**The task:** Where in the material does the word "false" appear? Copy each line that has it.

**Data shown:**
Issue #518, opened 2020-06-04
Implement document:updateByQuery


jenow:
## Expected Behavior

Be able to call `document:updateByQuery` because it exists  in the api (https://docs.kuzzle.io/core/2/api/controllers/document/update-by-query/)

## Current Behavior

Does not exist.

## Possible Solution

Implement it.

PR #519, opened 2020-06-04
Add document:updateByQuery

Yoann-Abbes:
## What does this PR do?

This PR adds `document:updateByQuery` to the sdk

Issue https://github.com/kuzzleio/sdk-javascript/issues/518

  - Step 1 :
  - Step 2 :
  - Step 3 :  
  ...

### Other changes

Adds a new snippet template `print-result-array.tpl.js`


.ci/doc/templates/print-result-array.tpl.js
```diff
@@ -0,0 +1,31 @@
...
+  let result;
+  try {
+    await kuzzle.connect();
+  } catch (error) {
+    console.log(`Can not connect to Kuzzle: ${error.message}`);
+  }
+  [snippet-code] finally {
+    kuzzle.disconnect();
+  }
+  for (const elem of result.successes) {
```
Aschen, line 28: This will only works with arrays returned by some of the `m*` methods. For example it wont works with document:search or document:mDelete.

You don't need to use this template also, you can just print the content of the result in JSON with newlines

src/controllers/Document.js
```diff
@@ -220,6 +220,19 @@ class DocumentController extends BaseController {
       .then(response => response.result);
   }
 
+  updateByQuery(index, collection, searchQuery, changes, options = {}) {
+    const request = {
+      index,
+      collection,
+      body: {...searchQuery, ...changes},
```
Aschen, line 227: This should not work because every properties is at the same level instead of being inside the `searchQuery` and `changes` properties

Yoann-Abbes: ?
In searchQuery you have like 
```{ query: { match: { field: "value" } } }```
and in changes
```{ changes: { field: "value2" } }``` 
so it's ok, and works

Comment (Yoann-Abbes) [reply src/controllers/Document.js:227]: Hm you say that i should wrap it ? query and changes properties?

File: .ci/doc/templates/print-result-array.tpl.js (hunk 1 above)
Comment (Yoann-Abbes) [reply .ci/doc/templates/print-result-array.tpl.js]: I think this template could be useful, so I just renamed it `print-result-successes` as it do exactly that. So no confusion for route that wont return a `successes` array.

File: .ci/doc/templates/print-result-successes.tpl.js [hunk 3]
```diff
@@ -0,0 +1,31 @@
...
+  WebSocket
+} = require('kuzzle-sdk');
+
+// Instantiates a Kuzzle client
+const
+  kuzzle = new Kuzzle(
+    new WebSocket('kuzzle', { autoReconnect: false })
+  );
+
+// Adds a listener to detect any connection problems
```
scottinet, line 13:
```suggestion
// Adds a listener to detect connection problems
```

.ci/doc/templates/print-result-successes.tpl.js
```diff
@@ -0,0 +1,31 @@
...
+kuzzle.on('networkError', error => {
+  console.error(`Network Error: ${error.message}`);
+});
+
+(async () => {
+  let result;
+  try {
+    await kuzzle.connect();
+  } catch (error) {
+    console.log(`Can not connect to Kuzzle: ${error.message}`);
```
scottinet, line 23:
```suggestion
    console.log(`Cannot connect to Kuzzle: ${error.message}`);
```

doc/7/controllers/document/update-by-query/snippets/update-by-query.js
```diff
@@ -0,0 +1,31 @@
...
+            _id: <document-id>,
+            _source: <updated document> // if source set to true
+            status: 200
+          },
+          {
+            _id: <document id>,
+            _source: <updated document> // if source set to true
+            status: 200
+          }
+        ],
```
scottinet, line 25:
```suggestion
  {
    _id: <document-id>,
    _source: <updated document> // if source set to true
    status: 200
  },
  {
    _id: <document id>,
    _source: <updated document> // if source set to true
    status: 200
  }
],
```

PR #520, opened 2020-06-09
Hide kuzzle object from console.log

Aschen:
## What does this PR do?

Use `Reflect` to hide the kuzzle object from log

### Other changes

 - Get ride of every `delete` keyword and use `Map` for RAM caches
 - Do not throw custom error when unsubscribing from unknown room (let Kuzzle trigger it's own documented error)
 - Allows to pass `_id` to `realtime.publish`

### DIFF
--- a/src/core/Room.js
+++ b/src/core/Room.js
@@ -25,12 +25,13 @@ class Room {
       collection,
       body,
       controller: 'realtime',
-      action: 'subscribe'
+      action: 'subscribe',
+      state: this.options.state,
+      scope: this.options.scope,
+      users: this.options.users,
+      volatile: this.options.volatile,
+      cluster: this.options.cluster
     };
-    for (const opt of ['state', 'scope', 'users', 'volatile']) {
-      this.request[opt] = this.options[opt];
-      delete this.options[opt];
-    }
 
     this.autoResubscribe = typeof options.autoResubscribe === 'boolean'
       ? options.autoResubscribe
@@ -38,10 +39,6 @@ class Room {
     this.subscribeToSelf = typeof options.subscribeToSelf === 'boolean'
       ? options.subscribeToSelf
       : true;
-
-    for (const opt of ['autoResubscribe', 'subscribeToSelf']) {
-      delete this.options[opt];
-    }
 
     // force bind for further event listener calls
     this._channelListener = this._channelListener.bind(this);
--- a/src/core/Room.js
+++ b/src/core/Room.js
@@ -29,9 +29,7 @@ class Room {
       state: this.options.state,
       scope: this.options.scope,
       users: this.options.users,
-      volatile: this.options.volatile,
-      // the "cluster" option is meant to be used by the embedded plugin SDK only
-      cluster: this.options.cluster
+      volatile: this.options.volatile
     };
 
     this.autoResubscribe = typeof options.autoResubscribe === 'boolean'
--- a/src/core/Room.js
+++ b/src/core/Room.js
@@ -30,6 +30,7 @@ class Room {
       scope: this.options.scope,
       users: this.options.users,
       volatile: this.options.volatile,
+      // the "cluster" option is meant to be used by the embedded plugin SDK only
       cluster: this.options.cluster
     };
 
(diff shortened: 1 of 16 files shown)


src/core/Room.js
```diff
@@ -25,12 +25,13 @@ class Room {
       collection,
       body,
       controller: 'realtime',
-      action: 'subscribe'
+      action: 'subscribe',
+      state: this.options.state,
+      scope: this.options.scope,
+      users: this.options.users,
+      volatile: this.options.volatile,
+      cluster: this.options.cluster
```
Aschen, line 33: Actual enhancement

test/core/room.test.js
```diff
@@ -61,30 +61,30 @@ describe('Room', () => {
...
-        },
-        body = {foo: 'bar'},
-        cb = sinon.stub();
+    it('should handle scope/state/users/volatile/cluster options', () => {
+      const opts = {
+        scope: 'scope',
+        state: 'state',
+        users: 'users',
+        volatile: 'volatile',
+        cluster: false
```
Aschen, line 76: And associated test

doc/7/controllers/realtime/subscribe/index.md
```diff
@@ -40,6 +40,12 @@ Additional subscription options.
 | `users`           | <pre>string</pre><br/>(`none`)  | Subscribe to users entering or leaving the room</br>Possible values: `all`, `in`, `out`, `none`          |
 | `subscribeToSelf` | <pre>boolean</pre><br/>(`true`) | Subscribe to notifications fired by our own queries                                                      |
 | `volatile`        | <pre>object</pre><br/>(`null`)  | subscription information, used in [user join/leave notifications](/core/2/api/essentials/volatile-data) |
+| `cluster`        | <pre>boolean</pre><br/>(`true`)  | If true, realtime notifications will be triggered no matter which node receive a request |
```
Leodau, line 43:
```suggestion
| `cluster`        | <pre>boolean</pre><br/>(`true`)  | If true, realtime notifications will be triggered no matter which node receives a request |
```

Aschen:
> A couple issues:
> 
>     * you should mention what versions of kuzzle accept this option
> 
>     * this looks like a circular dependency in disguise; why do we need to release the support for this option before we release the version of kuzzle accepting it?

I'm still not sure about what Kuzzle version it's gonna be. It's an enhancement since the SDK is already exposed but I still feel like being able to use it with the HotelClerc features is a big improvement and it may deserve the new-feature tag IMHO, what do you think ?

About the circular dependency, I have no choice unfortunately because I cannot use the `query` method since I need to use the `realtime.subscribe` method with the `Room` mechanism.. (It would have been possible with this feature: https://github.com/kuzzleio/sdk-javascript/pull/489 :grin: )

But in this case it's not a big deal since this option is not recognized by Kuzzle for now.

scottinet:
What do you think about hiding the documentation (you can left it there, but comment it), so that once Kuzzle is released with that feature, you can uncomment the SDK documentation, adding the right Kuzzle version (and a link to the appropriate guide/API doc)?

I fear that documenting a feature that cannot be used (at the moment) is not a good idea.

Aschen:
@scottinet I'm OK with that.
And also maybe we should not document this feature at all in the SDK but only in the plugin/application documentation since the options is useless outside a plugin, what do you think?

Aschen:
@Leodau @scottinet 
I removed all the code related to the `cluster` option since this option is now added by the EmbeddedSDK only.
So this PR is just about few minor stuff now

src/core/security/Profile.js
```diff
@@ -5,7 +5,11 @@ class Profile {
    * @param {Object} data
    */
   constructor (kuzzle, _id = null, content = null) {
-    this._kuzzle = kuzzle;
+    Reflect.defineProperty(this, '_kuzzle', {
+      value: kuzzle,
+      writable: true
```
scottinet, line 10: ... we REALLY need to refactor these classes :expressionless:

src/core/security/Role.js
```diff
@@ -5,7 +5,11 @@ class Role {
    * @param {Object} data
    */
   constructor (kuzzle, _id = null, controllers = {}) {
-    this._kuzzle = kuzzle;
+    Reflect.defineProperty(this, '_kuzzle', {
+      value: kuzzle,
+      writable: true
```
scottinet, line 10: Why is this property writable?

**Reply to the task:**
+    new WebSocket('kuzzle', { autoReconnect: false })
+        cluster: false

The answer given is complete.